At the same time, he said in his post that there are both “rich opportunities for entrepreneurship as well as further AI research”:
I will continue my work to shepherd in this important societal change. In addition to transforming large companies to use AI, there are also rich opportunities for entrepreneurship as well as further AI research. I want all of us to have self-driving cars; conversational computers that we can talk to naturally; and healthcare robots that understand what ails us. The industrial revolution freed humanity from much repetitive physical drudgery; I now want AI to free humanity from repetitive mental drudgery, such as driving in traffic.
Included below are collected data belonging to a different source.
PR #3343, opened 2026-09-07
Fix vacuous inter-zone attribute assertion in netolly multizone suite

pinoOgni:
## Summary

This PR fixes a broken assertion in `testInterZoneMetric` found in #3329.

Basically the test asserted that `k8s_src_type` and `iface_direction` were absent from `obi.network.inter.zone.bytes`. The check ran `NotContains` on a `[]Result` slice against a `string`, so it never inspected labels and always passed.

#3329 selected `include: ["*"]` for that metric, so both attributes are now present and the original intent no longer holds. The check is replaced with a positive one.

## Validation


NimrodAvni78 (approved):
NIce

PR #1325, opened 2023-09-07
Fix "Hide discussion sections" button

matthew-siff:
The "hide discussion sections" button currently checks whether the class name is "Discussion Section." This change checks whether the Section field is all letters, which is only true of discussion sections.


bearsyankees:
LGTM! Congrats on your first PR. In the future, just make a new branch, no need to make a whole fork :)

This work cannot be done by any single company — it will be done by the global AI community of researchers and engineers. My Machine Learning MOOC on Coursera helped many people enter AI. In addition to working on AI myself, I will also explore new ways to support all of you in the global AI community, so that we can all work together to bring this AI-powered society to fruition.
Baidu said it will consolidate various research groups under a new leader, Haifeng Wang. In a statement, the company said those groups include the natural language processing, knowledge graph and big data groups and the Institute of Deep Learning, which will form an AI Group. Wang will report to Baidu Chief Operating Officer Qi Lu, which Ng hired after he left Microsoft Corp. last year.
In addition, Ng said, Yuanqing Lin, who had been director of Baidu’s Institute of Deep Learning in Beijing, one of Baidu’s three research labs, on March 8 was named head of Baidu Research overall. Lin, Ng wrote in the Medium post, is “a brilliant technology and business leader, who is creating both great AI technologies and great business results.” Ng led more than 1,300 researchers, engineers and support staff, including Baidu Research in China and a Silicon Valley AI research lab.
Still, Ng’s departure is a blow for Baidu, not least because he helped hire many other AI experts into the company, such as Adam Coates, Jing Kun, Li Ping, Xu Wei and Zhu Kaihua. He helped put Baidu on the international map as a leader in AI and deep learning. He will leave at the end of April.
Ng was also a leading researcher at Stanford University, heading its Artificial Intelligence Lab. In addition, he co-founded the online education startup Coursera Inc. with Daphne Koller.